In order to give every woman access to a safe, secure, and supportive environment free from sexual harassment, the Sexual Harassment of Women at Workplace (Prevention, Prohibition and Redressal) Act, 2013 (also known as the “PoSH Act”) was passed. Since the POSH Act emphasizes prevention, prohibition, and reparation, one of an employer’s primary responsibilities is to set up an Internal Complaints Committee (or “ICC”). One measure to address sexual harassment at work is the establishment of an Internal Complaints Committee (“ICC”), whose duties include hearing complaints from women who have experienced harassment, conducting an investigation, and recommending to the employer what appropriate action should be taken after the investigation. Any organization with ten or more employees must establish an ICC.


Sexual Harassment, Sexual Assault, Internal Complaint Committee, Provisions of POSH Act


The Prevention of Workplace Sexual Harassment Act has been enacted with the objective of preventing and safeguarding women from sexual harassment at work and ensuring that accusations of sexual harassment are handled successfully. The sexual harassment of woman at work place (prevention, prohibition and redressal) act, 2013 is commonly referred as “POSH act” act is a special type of legislation that was enacted with the aim of creating safe work environment for women in the country. The Vishakha guidelines, issued by the Hon’ble Supreme Court of India in the matter of Vishaka and Ors vs. State of Rajasthan and Ors., led to the creation of the POSH Act. Since the PoSH Act emphasizes prevention, prohibition, and redress, one of an employer’s primary responsibilities is to set up an internal complaints committee. Employers are required to establish an Internal Complaints Committee (ICC) in accordance with Section 4 of the POSH Act for any workplace with ten or more employees. Both governmental and private entities have an obligation to uphold this. The initial internal body is essential to ensuring that the POSH Law’s objectives are realized and that its provisions are carried out without interruptions.

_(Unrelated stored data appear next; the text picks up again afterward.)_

Issue #3442, opened 2025-09-17
[Feature Request] dcc.Slider - Enable user to define slider direction


areleu:
I would like to know if there is any interest on adding the feature requested by:

https://github.com/plotly/dash-core-components/issues/801#event-3304866528 

> I have an application where I am like to use sliders to crop an image (heatmap graph). The image's (0,0) is defined as the top left of the image. I'd like the y slider to start with 0 at the top, and end with the height of the image at the bottom. Currently, I cannot find a method to invert the slider to allow for the slider to go {top: low, bottom: high}, instead of the default {top: high, bottom: low}
> 
> Describe the solution you'd like
> A slider where the direction from minimum to maximum could be swapped.
> 
> Describe alternatives you've considered
> I tried setting the min to be higher than the max, did not work.
> I've tried flipping the slider with CSS and the result is... erratic

Unfortunately, it has been an issue for a while: https://community.plotly.com/t/slider-order-reversible/46656

gvwilson:
@areleu We'd be happy to add it, but don't have anyone we can put on it now (or in the foreseeable future). We'd be happy to prioritize review of a community PR if someone would like to create one. Thanks - @gvwilson

PR #3445, opened 2025-09-21
Added API to reverse direction of slider

enioarz:
Solves #3442 
## Contributor Checklist

   -  [ ] Extended the Slider API to allow reverse rendering. 

### optionals


KoolADE85:
> Looks okay, @KoolADE85 where would this fit with the redesign of the slider ?

It will need a similar prop passed to the new slider component, but that will be trivial to implement! Looks good to me too.

T4rk1n (approved):
:woman_dancing:

PR #3453, opened 2025-09-26
dcc redesign: checklist

KoolADE85:
This PR implements `dcc.Checklist` and `dcc.RadioItems` by extracting common functionality out of the Dropdown component into a reusable `OptionsList` component.

All 3 of these components now use the same code for displaying their lists of options.

Some of the type information in `types.ts` is also de-duplicated by extracting common attributes (like `id`, `setProps`) into a `BaseComponentProps` type.


components/dash-core-components/src/utils/optionRendering.tsx
```diff
@@ -0,0 +1,157 @@
...
+    optionClassName,
+    optionStyle,
+    inputType = 'checkbox',
+    inputClassName,
+    inputStyle,
+    labelClassName,
+    labelStyle,
+    index,
+    id,
+}) => {
```
T4rk1n, line 65: There is two style of function component, maybe just use one for consistency.

KoolADE85: done!

PR #3488, opened 2025-10-29
Fix pkgutil.loader removal

### LINKED ISSUE #3139: Fix pkgutil.find_loader deprecation warning
Users might encounter:
```
'pkgutil.find_loader' is deprecated and slated for removal in Python 3.14; use importlib.util.find_spec() instead.
```

in Dash. To ensure forwards compatibility we should update to the new recommended method.

T4rk1n:
Recreation of #3476 with further fixes

Fix #3139


ndrezn (approved):

dash/development/base_component.py
camdecoster: Do you have a convention for using `import typing` vs. `from typing import ...`? If so, could you switch to that convention across all these type annotations?

camdecoster (approved):
Looks good. I made a few comments, but nothing stopping merge.

Issue #3451, opened 2025-09-26
[BUG] dcc.DatePickerRange class removed for first date after max_date_allowed


rzvcs:
**Describe your context**
I use `dcc.DatePickerRange` and `max_date_allowed` with CSS override of class `CalendarDay__blocked_out_of_range` to set a background for the dates beyond maximum. This helps our UX well. However, using the calendar to select a new range removes this class for the next date after `max_date_allowed`.

-  replace the result of `pip list | grep dash` below
```
dash                 3.2.0
```
-  if frontend related, tell us your Browser, Version and OS

    - OS: Windows 11 24H2 26100.6584
    - Browser: Chrome
    - Version: 140.0.7339.128

**Describe the bug**

Using dcc.DatePickerRange with `max_date_allowed` sets css class `CalendarDay__blocked_out_of_range` for days beyond the `max_date_allowed`. When clicking on a new start or end date in the calendar, the class is removed for date == max date allowed. Closing the calendar and opening it again repeats the whole behaviour.

Use sample code in `main.py`:
```python
from datetime import date
from dash import Dash, html, dcc

app = Dash(
    assets_folder="./assets"
)

STRFORMAT = "%Y-%m-%d"
app.layout = [
    html.Div(
        children=[
            'Repro', 
            dcc.DatePickerRange(
                start_date=date(2025,9,21).strftime(STRFORMAT),
                end_date=date(2025,9,25).strftime(STRFORMAT),
                max_date_allowed=date(2025,9,26).strftime(STRFORMAT),
                display_format='YYYY-MM-DD',
                id="my-date-range-picker",
                updatemode="bothdates"
            )
        ]
    )
]

if __name__ == '__main__':
    app.run(debug=True)
```

Create a folder `assets` at `main.py` location and add `style.css`:
```css
.CalendarDay__blocked_out_of_range {
    background-color: rgba(240, 240, 240, 1) !important;
}
```

**Expected behavior**

CSS Class should still be enforced.

**Screenshots**
Open the calendar picker and the 27th has the class applied:

<img width="925" height="393" alt="Image" src="https://github.com/user-attachments/assets/1c735f7c-f4d9-4c37-8864-5607c5dfe046" />

Click on a new date and the 27th doesn't have the class applied:

<img width="928" height="386" alt="Image" src="https://github.com/user-attachments/assets/c371733f-ecfe-4a02-b04a-f48310e28bc2" />

Farkites:
[...]

Issue #3425, opened 2025-09-02
[BUG] DatePickerRange updatemode not respected


rzvcs:
**Describe your context**
Please provide us your environment, so we can easily reproduce the issue.

-  replace the result of `pip list | grep dash` below
```
dash                          3.2.0
dash_ag_grid                  31.3.1
dash-bootstrap-components     1.7.1
dash-table                    5.0.0
```
-  if frontend related, tell us your Browser, Version and OS

    - OS: Windows 11
    - Browser: Chrome
    - Version: 139.0.7258.155

**Describe the bug**

When using dcc.DateRangePicker with updatemode="bothdates" from the UI, selecting the start date waits for the end date selection. However, selecting the end date triggers linked callbacks.

**Expected behavior**

In this updatemode, selecting the end date should wait for selecting the start date.

Farkites:
This issue is fixed with `dash==4.0.0rc3`

pierovera:
I am still seeing this issue with dash 4.1.0. The issue is exactly as described in the original report. I can provide additional info if needed.

elklaassen:
I also still see the issue with dash 4.2.0. I would like to add that after selecting start date, end date is (set to) None and as described before, callback is triggered before selecting end date. This causes my code to crash as I cannot have end date = None. Workarounds like using dcc.Store to preserve the end date value do not work for me.

PR #3495, opened 2025-11-07
dcc redesign: `DatePickerSingle` and `DatePickerRange`

### LINKED ISSUE #3391: update dcc date pickers
Tracking work to update the DCC date pickers.

KoolADE85:
At long last, here is a PR to modernize the date pickers.

You can play with them here:
https://dcc-redesign.plotly.app/datepickers-single
https://dcc-redesign.plotly.app/datepickers-range

Some improvements:
* Consistent with `dcc.Dropdown`'s look and feel
* Keyboard accessible with focus carefully managed
* Support for mouse drag & wheel (and click of course)
* DatePickerRange supports selecting backwards as well as forwards
* A range of tests added for both new and existing features.

Closes #3391 #3451 #3425
Fixes https://github.com/plotly/dash-design-kit/issues/1504

### DIFF
--- a/components/dash-core-components/src/fragments/DatePickerRange.tsx
+++ b/components/dash-core-components/src/fragments/DatePickerRange.tsx
@@ -143,7 +143,7 @@ const DatePickerRange = ({
             // Only end changed - send just that one
             setProps({end_date: dateAsStr(internalEndDate)});
         }
-    }, [start_date, internalStartDate, end_date, internalEndDate, updatemode]);
+    }, [internalStartDate, internalEndDate, updatemode]);
 
     const sendStartInputAsDate = useCallback(
         (focusCalendar = false) => {
--- a/components/dash-core-components/src/fragments/DatePickerSingle.tsx
+++ b/components/dash-core-components/src/fragments/DatePickerSingle.tsx
@@ -76,7 +76,7 @@ const DatePickerSingle = ({
         if (dateChanged) {
             setProps({date: dateAsStr(internalDate)});
         }
-    }, [date, internalDate, setProps]);
+    }, [internalDate]);
 
     const parseUserInput = useCallback(
         (focusCalendar = false) => {
--- a/components/dash-core-components/tests/integration/calendar/test_date_picker_range.py
+++ b/components/dash-core-components/tests/integration/calendar/test_date_picker_range.py
@@ -1,6 +1,7 @@
 from datetime import datetime
+import time
 
-from dash import Dash, html, dcc
+from dash import Dash, Input, Output, html, dcc
 from selenium.common.exceptions import (
     ElementClickInterceptedException,
     TimeoutException,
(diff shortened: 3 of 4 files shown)


KoolADE85:
Thanks @AnnMarieW ! And wow, I did not realize moment was fading away like that! I will take a look at replacing moment - it shouldn't be too much effort there.

> Wow! First look at this is amazing 🤩
> 
> I love how you can easily skip months and years - that's been a pain point in the old date pickers for a long time.
> 
> This is an incredible amount of work given that the Radix components does not have date pickers and you had to build all of this from scratch.
> 
> I see you are still using moment.js for the date formatting. Since they are no longer recommending moment.js to be used in new project, would you consider using one of their recommended alternatives? It might make it easier to add support for locale at some point https://momentjs.com/docs/#/-project-status/

components/dash-core-components/src/components/DatePickerRange.tsx
```diff
@@ -0,0 +1,70 @@
+import React, {lazy, Suspense} from 'react';
+import datePickerRange from '../utils/LazyLoader/datePickerRange';
+import transformDate from '../utils/DatePickerPersistence';
+import {DatePickerRangeProps, PersistedProps, PersistenceTypes} from '../types';
+
+const RealDatePickerRange = lazy(datePickerRange);
+
+/**
+ * DatePickerRange is a tailor made component designed for selecting
+ * timespan across multiple days off of a calendar.
```
T4rk1n: I'd remove the `tailor made` from the description.

components/dash-core-components/src/fragments/DatePickerRange.tsx
```diff
@@ -0,0 +1,447 @@
...
+import {
+    dateAsStr,
+    strAsDate,
+    formatDate,
+    isDateDisabled,
+    isSameDay,
+} from '../utils/calendar/helpers';
+import '../components/css/datepickers.css';
+import uuid from 'uniqid';
+import moment from 'moment';
```
T4rk1n: These imports should be grouped/sorted, third parties first then local file.

T4rk1n (commented):
Looks good.

T4rk1n:
> I see you are still using moment.js for the date formatting. Since they are no longer recommending moment.js

I would also recommend we change to something else, I don't think we use that much moment.js. Luxon seems like a good alternative, I also had a good experience with `date-fns` before.

KoolADE85:
> > I see you are still using moment.js for the date formatting. Since they are no longer recommending moment.js
> 
> I would also recommend we change to something else, I don't think we use that much moment.js. Luxon seems like a good alternative, I also had a good experience with `date-fns` before.

Oh nice, `date-fns` looks super lightweight, I'll give it a try!
Just want to call out... we document `moment`-style formatting for props like `display_format` and `month_format`. I guess in the interest of backwards-compatibility, I will write something that maps `moment`-style formats to `date-fns`-style (😒)

components/dash-core-components/src/fragments/DatePickerRange.tsx
KoolADE85: Good call, done!

AnnMarieW:
Sorry to comment on this after you already moved to `date-fns`, but just wanted to check if it's  possible to add locales from a dash app with `date-fns`?  

For example with `day.js` you can add different locales with a script.  I didn't see an option to do that with `date-fns` without bundling the locales in the component.
```
scripts = [
    "https://cdnjs.cloudflare.com/ajax/libs/dayjs/1.10.8/dayjs.min.js",      # dayjs  
    "https://cdnjs.cloudflare.com/ajax/libs/dayjs/1.10.8/locale/fr.min.js",  # french locale
]

app = Dash(external_scripts=scripts)

```

Also, the `day.js` has a syntax that is more like `moment` so you may not have to write scripts for those format props.

KoolADE85:
> Sorry to comment on this after you already moved to `date-fns`, but just wanted to check if it's possible to add locales from a dash app with `date-fns`?
> 
> For example with `day.js` you can add different locales with a script. I didn't see an option to do that with `date-fns` without bundling the locales in the component.
> 
> ```
> scripts = [
>     "https://cdnjs.cloudflare.com/ajax/libs/dayjs/1.10.8/dayjs.min.js",      # dayjs  
>     "https://cdnjs.cloudflare.com/ajax/libs/dayjs/1.10.8/locale/fr.min.js",  # french locale
> ]
> 
> app = Dash(external_scripts=scripts)
> ```
> 
> Also, the `day.js` has a syntax that is more like `moment` so you may not have to write scripts for those format props.

Excellent call @AnnMarieW ! It does support adding locales like that (or from the `assets` folder). However, I neglected to add the code that would make use of it! This is now added, along with a test.

@ndrezn 
I think this qualifies as a "API change" for the DatePicker, so just want to run it past you. With this approach, if users want a localized calendar, they will need to provide an external script that provides the translations (e.g. https://cdn.jsdelivr.net/npm/date-fns@3.6.0/locale/fr/cdn.min.js for French) or to put the script in their assets folder.
I don't think it's a big deal, but want to run it past you since non-English apps will need to perform this additional step when upgrading to the new components.

AnnMarieW:
Wow - that's so awesome that you included the locale now.  I just wanted to make sure it was possible to add at some point since this has been a frequently requested feature. 

I think it's OK to document how to add the extra script, since this is a new feature.

KoolADE85:
> Wow - that's so awesome that you included the locale now. I just wanted to make sure it was possible to add at some point since this has been a frequently requested feature.
> 
> I think it's OK to document how to add the extra script, since this is a new feature.

oh that's great then! For some reason, I had thought that moment.js had translations bundled in and handled them automatically. But if this actually adds a new translation feature, then even better!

The definition of sexual harassment under the POSH conduct is quite broad; it covers any unwanted behavior or conduct that has a sexual overtone and is done without consent. Section 2(n) of the Sexual Harassment of Women at Workplace (Prevention, Prohibition and Redressal) Act, 2013 provided India with a definitive definition of sexual harassment. This comprises:

  1. Physical contact and advances 
  2. Demand or request for sexual favours 
  3. Making sexually colored remarks 
  4. Showing pornography 
  5. Any other unwanted sexual behavior, whether it be verbal, physical, or nonverbal.


According to section 4(1), an employer must formally notify the creation of an internal complaint committee by a written order, and the CEO or Board must also approve it. Should the same organization have many offices, the committee must be established in each office or unit.


The PoSH Act mandates that all employers with ten or more employees create an ICC by means of a formal written order. The following is the composition of the ICC as stated in Section 4 of the 2013 Act:

i). Presiding officer/ chairperson:must be a senior female employee of the organization

ii). Two minimum members amongst employees:These workers need to be committed to the cause of women, cognizant of gender issues, and knowledgeable about relevant legal issues

iii). one external member:from a non-governmental organization (NGO) or association dedicated to women’s issues including sexual harassment issues


i). Presiding officer/ chairperson:According to the POSH Act, the Presiding Officer ought to be a female employee who has a senior position in the company. If a senior officer is not accessible, another officer from another office or administrative unit at work will be nominated in their place. Additionally, if there are no senior female employees in these offices, the Presiding Officer will be chosen from among the employees of the same company in any other location, as well as from any other department or organization.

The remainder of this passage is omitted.